Fultz is now a professional on a four-year contract worth $33 million, but close associates said Ebony still goes to great lengths to shield him. During Fultz’s first season in Philadelphia, Ebony had cameras installed inside his New Jersey home, according to several people familiar with the setup who described the indoor surveillance as unusual. The cameras have since been removed. Multiple people said Ebony has asked some who have dealt with Fultz to sign nondisclosure agreements for reasons that are unclear to them.

This detail is one of many in Buckner’s profile that portrays Ebony Fultz as overbearing. According to Buckner, she and her son’s agent, Raymond Brothers, are the center of a dwindling circle around the second-year Sixer — a development that has reportedly left Keith Williams on the outside looking in.

Williams built the shooting form that led the University of Washington and the 76ers to covet Fultz. He also caught some of the blame for the deterioration of that form. Williams denied any involvement in Fultz’s downfall, pointing instead to a shoulder injury Fultz cited the 

summer before his rookie season.

Williams told Buckner that Fultz informed him in the summer of 2017, “It feels like somebody’s holding my arms down,” which would be the earliest known evidence of his most recent diagnosis: thoracic outlet syndrome. It took more than a year and doctors in the double digits to discover that ailment.

And just when we think we might be closer to determining that Fultz’s shooting problems are physical in nature, we’re left with this analysis from “a person with a close connection to Fultz,” via Buckner:

“There’s definitely crazy [expletive] going on with the mom and how involved she is and how overprotective she is.
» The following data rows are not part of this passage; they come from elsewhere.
PR #884, opened 2018-06-05
Subscription authorization

rcillo:
https://techjira.zalando.net/browse/ARUHA-1681

Since the introduction of Event Type Authorization, it was planned that
Subscriptions would also be authorized. Even though data is already
protected through Event Type Authorization, users can still accidentally
commit offsets to subscriptions owned by other users, eventually causing
applications to not process all the data. Subscriptions could also be
accidentally deleted or have its slots assigned to some other
application impeding applications from consuming data.

With this feature we address all of the problems above. This is just the
API definition.

### DIFF
--- a/docs/_data/nakadi-event-bus-api.yaml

The best possible situation is if the mom just backs off for a period of time and gives him a chance to breathe.”

That brings us back to the psychological side, which leads us to believe once again that this strangest of NBA stories is rooted in issues both mental and physical. He’s young enough to sort both out, so long as he has the right people around him. This latest development makes you wonder if he does.